Assignment ::
Set down a word-for-word copy of the data below, limited to the lines from the first through the line with "- Fixes a bug".

Stored items
^^^^^^^^
PR #3800, opened 2024-11-18
Run client with stateful verkle

acolytec3:
Changes needed to run client with the `StatefulVerkleStateManager`

- Fixes a bug in `verkletrie.findPath` where we weren't addressing a scenario where an internal node has no node pointing to a non-existent leaf node
- Adds a `generateCanonicalGenesis` method to `StatefulVerkleStateManager`
- Adds a `generateVerkleStateRoot` utility method for the `client`
- Updates `blockchain.createGenesisBlock` to support building a verkle genesis block
- Renames the `Osaka` hardfork to `Verkle` to match the existing EEST usage (since verkle is no longer in Osaka)
- Adds a new `statefulVerkle` flag to the `clientOpts` to support running the client with the `StatefulVerkleStateManager`
- Updates the client startup logic to not default to stateless verkle execution
To test, you can download the kaustinen-7 genesis parameters from `https://verkle-gen-devnet-7.ethpandaops.io/` and then run the following command:
`npm run client:start:ts -- --rpc --gethGenesis=./devnets/kaustinen7/genesis.json --dataDir=datadir/kaust7 --rpcEngine --rpcEngineAuth=false --statefulVerkle=true` to start the client
Then run `./setup.sh --network kaustinen7 --dataDir kaust --justCL` with a cloned instance of the `lodestar-quickstart` repo to get a corresponding Lodestar CL client

The client will fail to validate the first block since we aren't currently in spec with kaustinen 7.


packages/client/bin/cli.ts
```diff
@@ -1211,6 +1238,7 @@ async function run() {
       return { client, servers }
     })
     .catch((e) => {
+      console.log(e)
```
gabrocheleau, line 1241:
```suggestion
```

packages/client/src/execution/vmexecution.ts
```diff
@@ -196,13 +197,19 @@ export class VMExecution extends Execution {
...
-    this.config.logger.info(`Setting up verkleVM`)
-    const stateManager = new StatelessVerkleStateManager({
-      common: this.config.execCommon,
-    })
+    if (this.config.statelessVerkle) {
+      this.config.logger.info(`Setting up verkleVM for stateless verkle execution`)
+      stateManager = new StatelessVerkleStateManager({
+        common: this.config.execCommon,
+      })
+    } else {
```
gabrocheleau, line 209: Would it be best, instead of defaulting to stateful, to require users to explicitly mention either  `this.config.statelessVerkle` or `this.config.statefulVerkle`, and to throw if none of these are met?

packages/common/src/hardforks.ts
```diff
@@ -167,7 +167,7 @@ export const hardforksDict: HardforksDict = {
    * URL        : https://github.com/ethereum/execution-specs/blob/master/network-upgrades/mainnet-upgrades/osaka.md
    * Status     : Final
    */
-  osaka: {
-    eips: [2935, 6800],
+  verkle: {
+    eips: [6800],
```
gabrocheleau, line 171: Shouldn't we have `2935, 4762` too?

acolytec3: Yes on 4762. 2935 is in Prague and the Verkle fork is currently being built on top of Prague.

packages/client/src/execution/vmexecution.ts
acolytec3: Good point, will fix.

PR #3810, opened 2024-12-04
Add simple cache to access witness

acolytec3:
WIP

### DIFF
--- a/packages/evm/src/evm.ts
+++ b/packages/evm/src/evm.ts
@@ -287,10 +287,10 @@ export class EVM implements EVMInterface {
         if (this.DEBUG) {
           debugGas(`callAccessGas charged(${callAccessGas}) caused OOG (-> ${gasLimit})`)
         }
-        message.accessWitness.clearCache()
+        message.accessWitness.revert()
         return { execResult: OOGResult(message.gasLimit) }
       } else {
-        message.accessWitness.flushCache()
+        message.accessWitness.commit()
         if (this.DEBUG) {
           debugGas(`callAccessGas used (${callAccessGas} gas (-> ${gasLimit}))`)
         }
@@ -320,7 +320,7 @@ export class EVM implements EVMInterface {
         )
         gasLimit -= absenceProofAccessGas
         if (gasLimit < BIGINT_0) {
-          message.accessWitness?.clearCache()
+          message.accessWitness?.revert()
           if (this.DEBUG) {
             debugGas(
               `Proof of absence access charged(${absenceProofAccessGas}) caused OOG (-> ${gasLimit})`,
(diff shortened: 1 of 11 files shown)


packages/vm/src/runBlock.ts
```diff
@@ -438,6 +438,8 @@ async function applyBlock(vm: VM, block: Block, opts: RunBlockOpts): Promise<App
     await accumulateParentBlockHash(vm, block.header.number, block.header.parentHash)
   }
 
+  vm.evm.systemVerkleAccessWitness?.flushCache()
```
gabrocheleau, line 441: Out of correctness, could we make that part of a isActivatedEIP(6800) conditional?

packages/vm/src/runTx.ts
```diff
@@ -802,6 +802,7 @@ async function _runTx(vm: VM, opts: RunTxOpts): Promise<RunTxResult> {
     )
   }
 
+  vm.evm.verkleAccessWitness?.flushCache()
```
gabrocheleau, line 805: Same as above (part of `isActivatedEIP(6800)` )

packages/evm/test/verkle.spec.ts
```diff
@@ -42,4 +42,68 @@ describe('verkle tests', () => {
     const retrievedValue = await sm.getStorage(address, setLengthLeft(bigIntToBytes(2n), 32))
     assert.deepEqual(retrievedValue, setLengthLeft(bigIntToBytes(1n), 32))
   })
+  it('should revert and access witness should not contain a write access due to OOG', async () => {
```
gabrocheleau, line 45: Nice tests, simple and to-the-point.

packages/evm/src/evm.ts
```diff
@@ -632,6 +642,7 @@ export class EVM implements EVMInterface {
           }
```
gabrocheleau, line 642: Should we also clearCaches when the code size exceeds maximum code size?

packages/evm/src/evm.ts
```diff
@@ -663,6 +676,7 @@ export class EVM implements EVMInterface {
       )
       gasLimit -= createCompleteAccessGas
       if (gasLimit < BIGINT_0) {
+        message.accessWitness?.clearCache()
         if (this.DEBUG) {
           debug(
             `ContractCreateComplete access gas (${createCompleteAccessGas}) caused OOG (-> ${gasLimit})`,
```
gabrocheleau, line 682: Should we also add a corresponding flushCaches in the else statement for contractCreateComplete?

gabrocheleau (approved):
Looks great! Thanks a lot for tackling this OOG stuff. 
Left a few comments, can be merged once addressed

packages/evm/src/evm.ts
g11tech: we haven't written any code chunks here, so no need

PR #3811, opened 2024-12-05
Implement debug_setHead

am1r021:
This change provides an implementation for `debug_setHead` as a part of the work being done in #3781 in order to integrate, develop, and provide an ethereumjs repl console. This work also relates to #1114 and increasing JSON-RPC API coverage.


packages/client/src/rpc/modules/debug.ts
```diff
@@ -457,4 +460,25 @@ export class Debug {
...
+  /**
+   * Returns an RLP-encoded block
+   * @param blockOpt Block number or tag
+   */
+  async setHead(params: [string]) {
+    const [blockOpt] = params
+    if (blockOpt === 'pending') {
+      throw {
+        code: INVALID_PARAMS,
+        message: `"pending" is not yet supported`,
```
acolytec3, line 473:
```suggestion
        message: `"pending" is not supported`,
```

We should never support pending for this operation.  It doesn't make sense to set our head to a "pending" block that hasn't been included in the chain.

packages/client/src/rpc/modules/debug.ts
```diff
@@ -457,4 +460,35 @@ export class Debug {
...
+        code: INVALID_PARAMS,
+        message: `"pending" is not supported`,
+      }
+    }
+
+    let headHash = await this.service.skeleton?.headHash()
+    const oldHead = headHash ? bytesToHex(headHash!) : undefined
+    const block = await getBlockByOption(blockOpt, this.chain)
+    try {
+      await this.service.skeleton?.setHead(block, true)
```
jochem-brouwer, line 483: This sets the skeleton head. Should the vm execution part also not be updated? :thinking:

packages/client/src/rpc/modules/debug.ts
```diff
@@ -457,4 +460,35 @@ export class Debug {
     this.client.config.logger.configure({ level: logLevels[level] })
     return `level: ${this.client.config.logger.level}`
   }
+
+  /**
+   * Sets the current head of the local chain by block number. Note, this is a
+   * destructive action and may severely damage your chain. Use with extreme
+   * caution.
```
jochem-brouwer, line 467: This looks like the docs from geth, are these also applicable here?

jochem-brouwer (commented):
2 comments.

I would have assumed we have some blockchain generators for tests in the client,  but it appears not? :thinking: I'm not sure if we want to export those from the blockchain package for production use-cases though (for testing - absolutely! :+1: )

packages/client/test/rpc/debug/util.ts
```diff
@@ -0,0 +1,96 @@
+import { Block, createBlock, createBlockHeader } from '@ethereumjs/block'
```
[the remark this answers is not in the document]
scorbajio: While looking more into this, I realized this is not possible since it would introduce circular dependencies.

packages/client/src/rpc/modules/debug.ts
scorbajio: I've updated it to set the execution head as well. 🙂

packages/client/src/rpc/modules/debug.ts
scorbajio: Since it is implemented with `force=true`, I'd say it can be destructive, so it would be good to know in the docs.

packages/client/src/rpc/modules/debug.ts
jochem-brouwer: Cool, can you also add this check in the tests? :)

scorbajio: I've updated the tests to include it.

packages/client/src/rpc/modules/debug.ts
```diff
@@ -457,4 +460,36 @@ export class Debug {
...
+      await this.service.execution.setHead([block])
+    } catch (e) {
+      throw {
+        code: INTERNAL_ERROR,
+      }
+    }
+    headHash = await this.service.skeleton?.headHash()
+    const newHead = headHash ? bytesToHex(headHash!) : undefined
+
+    return `oldHead: ${oldHead} - newHead: ${newHead}`
```
acolytec3, line 493: One thought I had here is it would be worth making our response value match Geth's as well.  Strings like above are pretty non-standard for RPC responses and you can't parse them programmatically without having to do fancy string parsing.

scorbajio: Yea, I think you're right will remove. It was a convenient way to develop, but will change it to match.

acolytec3 (approved):
LGTM

PR #3814, opened 2024-12-17
client: Add more unit tests for setHead function

carmen0208:
Add unit tests for PR: [Implement debug_setHead #3811](https://github.com/ethereumjs/ethereumjs-monorepo/pull/3811)
* Add more unit tests for the `setHead` function
* Add `RPCMethod` as the return type for the middleware function.
* Add the missing name parameters to the function definition comments.

### DIFF
--- a/packages/client/src/rpc/validation.ts
+++ b/packages/client/src/rpc/validation.ts
@@ -1,18 +1,21 @@
 import { INVALID_PARAMS } from './error-code.js'
 
+type RPCMethod = (params: any[]) => Promise<any>
+
 /**
  * middleware for parameters validation
  * @memberof module:rpc
  * @param method function to add middleware
  * @param requiredParamsCount required parameters count
  * @param validators array of validators
+ * @param names Optional parameter names for error messages, length must be equal to requiredParamsCount
  */
 export function middleware(
   method: any,
   requiredParamsCount: number,
   validators: any[] = [],
   names: string[] = [],
-): any {
+): RPCMethod {
   return function (params: any[] = []) {
     return new Promise((resolve, reject) => {
       if (params.length < requiredParamsCount) {
--- a/packages/client/src/rpc/validation.ts
+++ b/packages/client/src/rpc/validation.ts
@@ -1,6 +1,6 @@
 import { INVALID_PARAMS } from './error-code.js'
 
-type RPCMethod = (params: any[]) => any
+import type { RPCMethod } from './types.js'
 
 /**
  * middleware for parameters validation
--- a/packages/client/src/rpc/validation.ts
+++ b/packages/client/src/rpc/validation.ts
@@ -1,6 +1,6 @@
 import { INVALID_PARAMS } from './error-code.js'
 
-type RPCMethod = (params: any[]) => Promise<any>
+type RPCMethod = (params?: any[]) => Promise<any>
 
 /**
  * middleware for parameters validation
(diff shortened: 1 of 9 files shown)


gabrocheleau (approved):
Nice work! Thanks a lot for this submission. Will merge in once CI passes.

packages/client/src/rpc/validation.ts
```diff
@@ -1,18 +1,21 @@
 import { INVALID_PARAMS } from './error-code.js'
 
+type RPCMethod = (params: any[]) => Promise<any>
```
gabrocheleau, line 3: Looks like this is leading to type issues, see this CI run: https://github.com/ethereumjs/ethereumjs-monorepo/actions/runs/12370881134/job/34609917182?pr=3814 
Could you address those, either by improving the type (either this declared type or in usage) or alternatively, remove it?

gabrocheleau (dismissed):
See comment, type issues

scorbajio (changes requested):

packages/client/src/rpc/validation.ts
carmen0208: Thanks, I will fix it. To avoid it happening again, is there any precheck I should do before I submit the PR?

carmen0208: @gabrocheleau Fixed the type to return any. 
I also noticed several functions don't need to be wrapped with middleware because the middleware function is for parameter validation, and those functions have no parameters. So, I just removed it. Let me know if that works.

packages/client/test/rpc/debug/setHead.spec.ts
```diff
@@ -45,4 +45,47 @@ describe(method, async () => {
...
+      validateBlocks: true,
+      validateConsensus: false,
+    })
+    const blocks = await blockchain.getBlocks(0, 6, 0, false)
+    const exec = await testSetup(blockchain)
+    await exec.run()
+    const newHead = await (exec.vm.blockchain as Blockchain).getIteratorHead!()
+    assert.equal(newHead.header.number, BigInt(mainnetData.length), 'should run all blocks')
+
+    const a = await createClient({ blockchain })
```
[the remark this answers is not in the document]
carmen0208: Addressed

packages/client/src/rpc/validation.ts
```diff
@@ -1,18 +1,21 @@
 import { INVALID_PARAMS } from './error-code.js'
 
+type RPCMethod = (params: any[]) => any
```
acolytec3, line 3:
```suggestion
export type RPCMethod = (...params: any) => any
```

Let's move this to `./types.ts` in the same directory and then use it to type the `callWithStackTrace` method for consistency.  Should have the same effect overall.

packages/client/test/rpc/debug/setHead.spec.ts
```diff
@@ -18,31 +18,74 @@ describe(method, async () => {
...
+    ;(client.service.skeleton as any) = {
+      open: async () => {
+        throw new Error('open failed')
+      },
+    }
+
+    const manager = createManager(client)
+    const rpc = getRPCClient(startRPC(manager.getMethods()))
+
+    for (let i = 0; i < blocks.length; i++) {
```
acolytec3, line 85: Can we just check 1 block here and not 6 and also only run one block above (just to make this particular test more efficient since the RPC tests in general are kind of slow and this will add more overall CI time)?

packages/client/src/rpc/validation.ts
carmen0208: @acolytec3 addressed

packages/client/test/rpc/debug/setHead.spec.ts
carmen0208: addressed

acolytec3 (approved):
LGTM

chensongIntel:
Very well done @carmen0208 
😀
^^^^^^^^
Reply to the exercise ::
PR #3800, opened 2024-11-18
Run client with stateful verkle

acolytec3:
Changes needed to run client with the `StatefulVerkleStateManager`

- Fixes a bug in `verkletrie.findPath` where we weren't addressing a scenario where an internal node has no node pointing to a non-existent leaf node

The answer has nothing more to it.